I agree with Tara in that's it's definitely an odd piece of media and one that I'm not completely sure of how it got to the front page of news in the first place besides perhaps the fact that media outlets are looking for anything related to candidates/the presidential race considering the controversy and speculation that this incoming election cycle has generated. On the other hand, there may be people that actually buy this stuff, the 25% that Langston mentioned, and could be more inclined to vote with the rest of her beliefs if she acknowledged theirs. This announcement isn't exactly deterring voters away from her either who would have otherwise voted for her, so perhaps it's just an attempt to safely reach an extreme subset of the population without damaging her reputation with the rest of the population? Pure speculation and probably incorrect, but I can't really think of any other good reasons as to why this story was even publicized in the first place.

Cami Nemschoff said...

I am wondering if Clinton's strategy to gain more voters will actually work. It seems that the amount of voters who believe in aliens and extraterrestrial life is relatively small in comparison to other votes she could be targeting. Like others mentioned, this strategy could actually have a negative effect by weirding out voters and turning them away even more.
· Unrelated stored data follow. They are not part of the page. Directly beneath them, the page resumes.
PR #3061, opened 2019-10-11
HHH-13663 Session#setHibernateFlushMode() method not callable without an active transaction

mimmoz81:
This PR addresses issue HHH-13663, by letting setHibernateFlushMode() run even within an inactive transaction, as it's deprecated counterpart setFlushMode() does.

### DIFF
--- a/hibernate-core/src/test/java/org/hibernate/test/flush/TestHibernateFlushModeOnInactiveTransaction.java
+++ b/hibernate-core/src/test/java/org/hibernate/test/flush/TestHibernateFlushModeOnInactiveTransaction.java
@@ -1,0 +1,30 @@
+/*
+ * Hibernate, Relational Persistence for Idiomatic Java
+ *
+ * License: GNU Lesser General Public License (LGPL), version 2.1 or later.
+ * See the lgpl.txt file in the root directory or <http://www.gnu.org/licenses/lgpl-2.1.html>.
+ */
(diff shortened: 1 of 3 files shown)


hibernate-core/src/test/java/org/hibernate/test/flush/TestHibernateFlushModeOnInactiveTransaction.java
```diff
@@ -0,0 +1,30 @@
...
+
+/**
+ * Test for issue https://hibernate.atlassian.net/browse/HHH-13663
+ * 
+ * @author Luca Domenichini
+ */
+@TestForIssue(jiraKey = "HHH-13663")
+public class TestHibernateFlushModeOnInactiveTransaction extends BaseCoreFunctionalTestCase {
+
+	@Test
```
Sanne: So the problem is actually only triggered when using thread-local bound Sessions.

I think the test should enable that as it's not the default?

Sanne:
Merged, thanks again! FYI I did make another little change to the test, as it still wasn't using thread-local bound Sessions so the test wouldn't fail ;)

mimmoz81:
which little change, if you wish? (just to not repeat the same error next time..)

mimmoz81:
thanks for your quick review! oh yes, it must use getCurrentSession()... 👍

I think that if Clinton is looking to gain more voters she should target a group that has a significantly larger amount of members.

Lea Tan said...

I agree with everyone that this doesn't really seem like a strategy that will actually be successful, and if anything, it might hurt Clinton more than it will help. Like Cami said, the number of people that believe in ET is so small that it will barely get her any additional votes, and the number of people weirded out by her new ideology will probably be more hesitant to vote for her. On the other hand, because people who don't believe in any extraterrestrial suspicions probably won't take her seriously, this "change in strategy" probably won't affect much of anything because we don't really believe it anyway. It is suspicious that Podesta is such a big supporter of publicizing ET matters and Clinton is just now deciding to try to gain those voters, but either way, I don't think the story will do much of anything other than make people laugh. Also, if Clinton is trying to appeal to young voters, does that mean she thinks many young voters believe in extraterrestrial life and aliens? Because it seems like, at least here, that is really not the case. If anything, younger voters would believe less in extraterrestrial life than other age groups because we are exposed to a lot more science and scientific research now than past generations were. She should definitely try to appeal to younger voters in another way.